====== DATA SECTION ======

PR #634, opened 2018-09-27
Always use rel="noopener noreferrer" with target="_blank"

dajohi:


degeri:
https://github.com/decred/politeiagui/issues/635

src/components/snew/Markdown/helpers.js
```diff
@@ -86,15 +86,15 @@ export const customRenderers = (filterXss, confirmWithModal) => ({
   image: ({ src, alt }) => {
     return <a
       target="_blank"
-      rel="nofollow"
+      rel="nofollow noopener noreferrer"
       onClick={(e) => confirmWithModal && verifyExternalLink(e, src, confirmWithModal)}
```
fernandoabolafio: In order to have the correct behavior for the markdown links you need to change the javascript code inside the `verifyExternalLink` function because external links are openned programmtically. I've done a few tests and this code seems to implement the expected behavior:
```
const verifyExternalLink = (e, link, confirmWithModal) => {
  e.preventDefault();
[...]
```
```
}).then(confirm => {
      if (confirm) {
        const newWindow = window.open();
        newWindow.opener = null;
        newWindow.location = link;
        newWindow.target = "_blank";
      }
    });
[...]
```

PR #638, opened 2018-09-28
Add Pagination

### LINKED ISSUE #552: Implement Proposals Pagination
Proposals are paginated on the backend, the GUI should handle it.

tiagoalvesdulce:
Closes #552 

Depends on https://github.com/decred/politeia/pull/465


thi4go:
Tested and pagination is working great, on every proposal listing screen. I think that paginating from 10 proposals instead of 20 would make the listing a bit more clean at first moment, but that would be my only suggestion.

LGTM.

src/selectors/api.js
```diff
@@ -253,6 +255,27 @@ export const getPropVoteStatus = state => token => {
 export const userid = state => state.api.me.response && state.api.me.response.userid;
 export const censoredComment = state => state.api.censorComment.response;
 
+
+export const lastLoadedUnvettedProposal = state => {
```
brunobraga95: expect for the first line of the functions below, the rest is same, it could then be extracted to its own method and avoid replicated code, in fact maybe even the first line could be avoided.

```
const lastValue = (proposalMethod, state) => {
  const vp = proposalMethod(state);
  const last = Object.keys(vp).length - 1;
  return last > -1 ? vp[last] : {}
}
...
...
export const lastLoadedVettedProposal = state => lastValue(apiVettedProposals, state);
export const apiUnvettedProposals = state => lastValue(apiUnvettedProposals, state);
export const lastLoadedUserDetailProposal = state => lastValue((state) => user(state) ? user(state).proposals : [] , state);
export const lastLoadedUserProposal = state => lastValue(apiUserProposals, state);
```

src/components/UserDetail/ProposalsTab.js
```diff
@@ -2,17 +2,45 @@ import React from "react";
 import userConnector from "../../connectors/user";
 import { Content as ProposalListing } from "../../components/snew";
 
+const removeDuplicates = (arr1, arr2) => {
+  const proposalsObj = arr1 ? arr1.reduce((acc, cur) => {
```
brunobraga95: I think you are doing the same thing on both arrays, could extract this to a single method and make it more readable.

src/components/snew/Content.js
```diff
@@ -42,18 +47,39 @@ export const CustomContent = ({
...
-            key: "content",
-            lastBlockHeight: props.lastBlockHeight,
-            listings: listings || [
-              {
-                allChildren:
-                proposals.map((proposal, idx) => formatProposalData(proposal, idx, activeVotes))
-              }
-            ]
-          }} />
+        (listings && listings.length > 0) || proposals.length > 0 || proposalCounts[filterValue] !== 0 ? (
```
brunobraga95: in my opinion it is always good to avoid too much condition like this and extract it to a more descriptive name.

src/components/snew/Content.js
```diff
@@ -42,18 +47,39 @@ export const CustomContent = ({
...
+                <button
+                  style={{ marginTop: "15px" }}
+                  className="c-btn c-btn-primary"
+                  onClick={() => onFetchData ?
+                    onFetchData(lastLoadedProposal ? lastLoadedProposal.censorshiprecord.token : null)
+                    :
+                    onFetchUserProposals(userid, lastLoadedProposal ? lastLoadedProposal.censorshiprecord.token : null)
+                  }
+                  disabled={
+                    (count && count <= proposals.length) ||
```
brunobraga95: same as above

src/helpers.js
```diff
@@ -153,3 +159,24 @@ export const multiplyFloatingNumbers = (num1, num2) => {
   }
   return (num1*num2)/(Math.pow(10, cont1+cont2));
 };
+
+export const countPublicProposals = (proposals) => {
```
brunobraga95: :+1:

src/reducers/api.js
```diff
@@ -32,10 +32,56 @@ export const DEFAULT_STATE = {
...
   verifyUserKey: DEFAULT_REQUEST_STATE,
   likeComment: DEFAULT_REQUEST_STATE,
+  unvettedStatus: DEFAULT_REQUEST_STATE,
   email: "",
   keyMismatch: false
 };
 
+export const onReceiveProposals = (key, state, { payload, error }) => {
+  if (state[key] && state[key].response && state[key].response.proposals) {
+    const proposalsObj = state[key].response.proposals.reduce((acc, cur) => {
```
brunobraga95: seems to be the same method you used in a previous case, maybe it could be extracted to a helper function in order to centralize the logic (this way you reduce the code and who is reading just need to understand one function that is applied in other places)

PR #640, opened 2018-10-01
Replace buttons loading icon

### LINKED ISSUE #599: Replace buttons loading icon
Replace the loading icon on buttons as soon as we get a negative version of [politeia loading gif](https://github.com/decred/politeiagui/blob/master/src/style/politeia-loading.gif).

victorgcramos:
Fixes #599 
- Added new loading icon files
- Removed "spin" attribute, since the icon is already animated
- Changed the files on CSS to get the icons from the new files


victorgcramos:
It's not possible to opacify the background image of our assets, so I created a new element that is only shown when user hovers the button. That element has an opacity closer to our button's. This is not 100% accurate, but it's the closest possible.

tiagoalvesdulce:
Good enough.

PR #642, opened 2018-10-01
Malformed links redirecting to proposals/:id page

### LINKED ISSUE #633: Malformed links redirecting to proposals/:id page
Links without `http://` or `https://` are being treated as a politeiagui route.

Go to https://test-proposals.decred.org/proposals/0873814acca0322986c94dd7408c54dbab17815bbed64b938780514a811ee2f9 and click the first comment to reproduce.

victorgcramos:
Fixes #633

### DIFF
--- a/src/components/snew/Markdown/helpers.js
+++ b/src/components/snew/Markdown/helpers.js
@@ -3,13 +3,16 @@ import xssFilters from "xss-filters";
 import * as modalTypes from "../../Modal/modalTypes";
 
 function extractHostname(url) {
+  console.log("HOSTNAME 1", url, typeof url);
   //find & remove protocol (http, ftp, etc.) and get hostname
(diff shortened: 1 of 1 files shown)


src/components/snew/Markdown/helpers.js
```diff
@@ -2,6 +2,16 @@ import React from "react";
 import xssFilters from "xss-filters";
 import * as modalTypes from "../../Modal/modalTypes";
 
+function extractHostname(url) {
```
dajohi: Can this be simplified to https://nodejs.org/api/url.html#url_url_hostname?

tiagoalvesdulce:
`new URL()` doesn't work properly if the provided URL is not prefixed with `http` or `https`, which is the exact use case @victorgcramos is handling. So, his function looks good.

PR #644, opened 2018-10-01
Fix proposal credits inconsistencies

### LINKED ISSUE #639: Weird behaviours on proposal credit's number display
Some unwanted behaviours on the credit number display. To note, when we refresh/reload the pgui, it gives us the correct number of credits, but continuing interactions with pgui without reloading it leads to these bugs.

This one happens right after a transaction to buy more credits has been confirmed.
pcredit

And this one right after submitting a new proposal. 
pcredit2

tiagoalvesdulce:
Closes #639


thi4go:
Tested and working great! Every interaction with proposal credits is now solid. Thanks @tiagoalvesdulce. 

LGTM.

======

§ ABOUT THIS EXERCISE
Copy whichever lines of the records above contain the word "LINKED".

§ ANSWER TO THE EXERCISE
### LINKED ISSUE #552: Implement Proposals Pagination
### LINKED ISSUE #599: Replace buttons loading icon
### LINKED ISSUE #633: Malformed links redirecting to proposals/:id page
### LINKED ISSUE #639: Weird behaviours on proposal credit's number display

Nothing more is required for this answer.